■ ACTIVITY: Line by line, copy the data below exactly.

■ SUPPLIED DATA:
Issue #638, opened 2024-07-16
Isolate postprocessing data creation methods (YAMLification)


irm-codebase:
### What can be improved?

At the moment, `model.solve` will automatically run several post processing methods.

■ RESULT:
Issue #638, opened 2024-07-16
Isolate postprocessing data creation methods (YAMLification)


irm-codebase:
### What can be improved?

At the moment, `model.solve` will automatically run several post processing methods.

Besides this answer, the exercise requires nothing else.